PR #15485, opened 2017-07-10
cleanup `if-unless`

bekzod:
positional arguments list already returns `UNDEFINED_REFERENCE` for
missing positional argument, so no need to replace it with null
then replace it with `UNDEFINED_REFERENCE`

https://github.com/glimmerjs/glimmer-vm/blob/master/packages/@glimmer/runtime/lib/vm/arguments.ts#L159

### DIFF
--- a/packages/ember-glimmer/lib/helpers/action.js
+++ b/packages/ember-glimmer/lib/helpers/action.js
@@ -272,7 +272,6 @@ export default function(vm, args) {
   let { named, positional } = args;
 
   let capturedArgs = positional.capture();
-  let { references } = capturedArgs;
 
   // The first two argument slots are reserved.
   // pos[0] is the context (or `this`)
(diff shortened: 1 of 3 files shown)


packages/ember-glimmer/lib/helpers/action.js
```diff
@@ -272,7 +272,6 @@ export default function(vm, args) {
   let { named, positional } = args;
 
   let capturedArgs = positional.capture();
-  let { references } = capturedArgs;
```
bekzod: unused var

packages/ember-metal/lib/property_events.js
```diff
@@ -101,7 +101,7 @@ function propertyDidChange(obj, keyName, _meta) {
       dependentKeysDidChange(obj, keyName, meta);
     }
 
-    chainsDidChange(obj, keyName, meta, false);
```
bekzod: redundant argument

krisselden (approved):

What is required: Collect every line from the records above that contains the word "action".

Answer section:
--- a/packages/ember-glimmer/lib/helpers/action.js
+++ b/packages/ember-glimmer/lib/helpers/action.js
packages/ember-glimmer/lib/helpers/action.js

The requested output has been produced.